When I first started learning about modern data architectures, I wondered: if data lakes are cheaper and scalable, why doesn’t every company just store everything there?
Over time, I realized that data lakes and data warehouses are built for different purposes. Data lakes are optimized for storing massive amounts of raw data, while data warehouses focus on delivering structured, reliable, and repeatable answers for business users.
Storage is not the only cost
A data lake is useful because it is flexible and cheap. It can hold raw files, logs, semi-structured data, historical snapshots, and data that may not have a clear use yet.
That is valuable for machine learning, replay, exploration, and long-term storage.
But cheap storage does not automatically mean cheap analytics.
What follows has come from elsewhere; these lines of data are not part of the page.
PR #3791, opened 2025-05-01
Docker Image Pull Secrets Fix

ben851:

I had the docker image pull secret in the wrong place and also screwed up the naming. All in all,  a complete failure on my part. I've verified this fixes it.

## What are you changing?

Docker 429 rate limit

## After merging this PR

### DIFF
--- a/helmfile/overrides/notify/admin.yaml.gotmpl
+++ b/helmfile/overrides/notify/admin.yaml.gotmpl
@@ -64,7 +64,7 @@ image:
 
 dockerhub:
   username: {{ requiredEnv "MANIFEST_DOCKER_HUB_USERNAME" }}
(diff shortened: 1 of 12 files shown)


helmfile/overrides/notify/admin.yaml.gotmpl
```diff
@@ -64,7 +64,7 @@ image:
 
 dockerhub:
   username: {{ requiredEnv "MANIFEST_DOCKER_HUB_USERNAME" }}
-  password: {{ requiredEnv "MANIFEST_DOCKER_HUB_PAT" }}
+  pat: {{ requiredEnv "MANIFEST_DOCKER_HUB_PAT" }}
```
jimleroyer, line 67: I should have caught this one..

jimleroyer (approved):
Looks better to me!

PR #3797, opened 2025-05-02
Removing the custom crafted github action to test the pw protected gh action workflow

jimleroyer:
Reverts cds-snc/notification-manifests#3793

This was only needed to test the password protected github action. The original one is operating on production and we didn't want to test in production. The code was the same except targeting the staging environment.


P0NDER0SA (approved):
Hasta la Vista file! 💥

PR #3804, opened 2025-05-06
Disabling Celery Reports PDB

ben851:

Disabling the celery reports pod disruption budget since we only have one replica. We need this to be disabled so that we can upgrade k8s nodes.

## What are you changing?

## After merging this PR


P0NDER0SA (approved):
LGTM

PR #3831, opened 2025-05-14
Image Pull Secrets for K8s

ben851:

Image Pull secrets are bound to a namespace so we need one for other namespaces.

## What are you changing?

Stupid docker rate limit issues

## After merging this PR


P0NDER0SA (approved):
LGTM

helmfile/charts/image-pull-secrets/templates/_helpers.tpl
jimleroyer, line 1: Is there a formatter for these? to have the conditions stand out and its content indented?

ben851: I'm not sure - this is straight from helm so I would assume if there was one, it would have done it...

jimleroyer: Alright

PR #4484, opened 2026-02-09
put staging back to known good

ben851:

I tried lowering the staging k8s api resources to what's in line with prod, but that doesn't seem to be enough for perf tests. I'm going to put the higher numbers back and leave it like that for a while. Let's see if it settles down.

## What are you changing?

https://app.zenhub.com/workspaces/notify-planning-core-6411dfb7c95fb80014e0cab0/issues/gh/cds-snc/notification-planning-core/770

## After merging this PR


P0NDER0SA (approved):
looks good

PR #4740, opened 2026-04-27
Api hpa tuning

ben851:

API Pods will scale on 150% of request CPU usage (approx 75% of limit usage). When scaling in staging, there is a 10 minute stabilization window, and it will only scale down 1 pod per 5 minutes so that we can be sure that the load is consistent.

## What are you changing?

https://app.zenhub.com/workspaces/notify-planning-core-6411dfb7c95fb80014e0cab0/issues/gh/cds-snc/notification-planning-core/761

## After merging this PR


jimleroyer (approved):
Very nice

PR #4784, opened 2026-05-15
[MANIFEST] Fix signoz

ben851:

We didn't have the OTLP versions pinned for signoz stuff and a chart upgrade messed everything up. I've pinned all of the charts - even the ones that don't need pinning because they're tied to our own charts in the repo just to make it consistent.

## What are you changing?

Signoz done broke

## After merging this PR


jimleroyer (approved):
Yes please, we need to pin every version for security purposes anyway.

PR #1869, opened 2024-02-26
Watermarking: fig. 3

pcuenca:


sashavor (approved):

pcuenca:
cc @mishig25 this change (Figure 3 includes an HTML link in the caption) is not visible in the blog post after a few minutes, I checked in Codespaces and it seemed to render there. Do you think there may be something off?

PR #1872, opened 2024-02-27
Update author's hf handle.

chenglu:
@adeenayakup FYI


adeenayakup (approved):
Thanks for the update!!

PR #1881, opened 2024-02-28
Update the blog url of starcoder2.md in zh/

chenglu:
@adeenayakup


adeenayakup (approved):
Thank you @chenglu!!🙌

PR #1887, opened 2024-03-01
Delete zh/StarCoder2

pcuenca:
Note the capitalization. There are two different files `StarCoder2.md` and `starcoder2.md` that are causing problems on case insensitive but case preserving filesystems (default apfs on Mac).

- `StarCoder2` was created in 435833e
- Updates were applied to `starcoder2` instead in 3779a8d and 66cc5d7.
- The blog looks correct in https://huggingface.co/blog/zh/starcoder2. Note the translator and banner image are visible, but not in https://huggingface.co/blog/zh/StarCoder2.

Therefore, I think `StarCoder2` is outdated and has to be deleted.

cc @chenglu @adeenayakup for content verification


chenglu:
Yes, please delete the file StarCoder2.md, thanks!

chenglu (approved):

xianbaoqian (approved):
Thanks for catching the issue!

PR #1895, opened 2024-03-11
Update Llama table with new evals

osanseviero:
We added Winogrande and GSM8K, so the LLM leaderboard score was outdated


pcuenca:
Should we add a tip about the scores being updated?

osanseviero:
Done, good idea!

PR #1944, opened 2024-03-28
[Whisper Fine-Tuning] Updates and Fixes

sanchit-gandhi:
Updates the Whisper fine-tuning blog post to use the latest API for generate. This should un-block cases where multiple languages were automatically being inferred at inference (e.g. [this issue](https://huggingface.co/distil-whisper/distil-medium.en/discussions/14#6604a6e94b0ad9bc40a72d33)). It also removes references to the now defunct `hf-speech-bench`, and instead compares the performance of the fine-tuned model to the pre-trained one.

TODO:
* [ ] Add pre-trained Whisper small eval results (on-going [here](https://wandb.ai/sanchit-gandhi/distil-whisper-speed-benchmark/runs/lkkc7n5c))

### DIFF
--- a/fine-tune-whisper.md
+++ b/fine-tune-whisper.md
@@ -106,17 +106,19 @@ vocabulary of text tokens.
 
 The Whisper checkpoints come in five configurations of varying model sizes.
 The smallest four are trained on either English-only or multilingual data.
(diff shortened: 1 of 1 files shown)


pcuenca (approved):
Thank you Sanchit! 🙌

PR #1949, opened 2024-04-01
[Whisper Fine-Tuning] Fix decoder start token id

sanchit-gandhi:
Fixes https://github.com/huggingface/transformers/issues/29973, by correctly setting the decoder start token id in the data collator.


pcuenca (approved):
Nice!

PR #2000, opened 2024-04-16
guest articles: link guest authors to their org with a nice UI

julien-c:
i.e. look at the small org logos here:

image


tomaarsen:
Excellent!

One small comment, the borders look a bit awkward with the dark mode background:
image

(That goes both for the org logos and the author pictures)

- Tom Aarsen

If every analyst has to query raw files and rebuild the same cleaning logic, the cost just moves somewhere else. It shows up as duplicated work, inconsistent definitions, slow queries, and low trust.
The warehouse role
A warehouse is where data becomes usable for repeated consumption.
It provides structure, modeled tables, access control, performance, and consistent definitions. That matters when finance, product, leadership, or operations need the same answer to mean the same thing every time.
Raw data is not trusted data. It may be valuable, but it is not automatically ready for dashboards, reporting, or business decisions.
ETL and ELT
The lake-versus-warehouse discussion also connects to ETL and ELT.
ETL transforms data before loading it into the serving layer. ELT loads data first, then transforms it where it lives.
In larger systems, ELT often fits better because raw data can land quickly in a lake, then be transformed into curated tables for analytics.
The important thing is not the acronym. It is keeping the ingestion layer, transformation logic, and consumption layer clear.
Where lakehouse fits
A lakehouse tries to bring warehouse-like table management to files in a lake.
The mental model I like is:
S3 stores the actual data files.
Iceberg defines how files form a table.
Glue Catalog stores metadata about where the table is.
Athena or Spark queries the table.
[S3] -> physical files
[Iceberg] -> table format + transaction layer
[Glue Catalog] -> table registry / metadata pointer
[Athena/Spark] -> query engine
That adds structure, snapshots, and metadata to lake storage. It does not erase the warehouse/lake distinction completely, but it does make the lake more usable for analytical workloads.
The practical split
-
The lake is where data lands.
-
The warehouse is where data becomes usable.
-
The lakehouse tries to reduce the gap between the two.